Work required: Only the lines from the one containing "feat(macos/capture): ScreenCaptureKit backend" through the end of the data belong in the answer; reproduce them exactly.

*** Given data ***

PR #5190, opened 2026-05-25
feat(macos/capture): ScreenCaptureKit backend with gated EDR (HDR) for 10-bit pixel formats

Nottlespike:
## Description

*** End of Given data ***

Written solution:
feat(macos/capture): ScreenCaptureKit backend with gated EDR (HDR) for 10-bit pixel formats

Nottlespike:
## Description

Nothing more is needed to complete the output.